__EXERCISE GOAL__: Only the lines below from the one containing "fix(pkg/configurator): fix VWH" to the one containing "Should check that" should be repeated, both included and unchanged.

__Dataset entries__:
╭──

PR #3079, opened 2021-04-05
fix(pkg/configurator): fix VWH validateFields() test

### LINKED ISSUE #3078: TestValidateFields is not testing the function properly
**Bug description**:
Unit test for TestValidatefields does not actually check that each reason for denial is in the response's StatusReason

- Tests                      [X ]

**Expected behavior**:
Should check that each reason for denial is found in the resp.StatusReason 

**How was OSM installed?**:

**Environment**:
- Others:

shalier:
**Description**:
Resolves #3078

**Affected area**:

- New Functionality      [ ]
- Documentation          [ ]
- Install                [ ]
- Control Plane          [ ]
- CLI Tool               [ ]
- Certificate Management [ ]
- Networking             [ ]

╰──
╭──

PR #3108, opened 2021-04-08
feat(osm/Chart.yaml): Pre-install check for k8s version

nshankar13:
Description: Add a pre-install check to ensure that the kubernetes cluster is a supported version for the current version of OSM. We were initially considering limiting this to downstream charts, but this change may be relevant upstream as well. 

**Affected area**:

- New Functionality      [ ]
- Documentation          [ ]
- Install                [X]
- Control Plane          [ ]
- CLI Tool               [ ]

╰──

__RESPONSE TO THE EXERCISE__:
fix(pkg/configurator): fix VWH validateFields() test

### LINKED ISSUE #3078: TestValidateFields is not testing the function properly
**Bug description**:
Unit test for TestValidatefields does not actually check that each reason for denial is in the response's StatusReason

- Tests                      [X ]

**Expected behavior**:
Should check that each reason for denial is found in the resp.StatusReason 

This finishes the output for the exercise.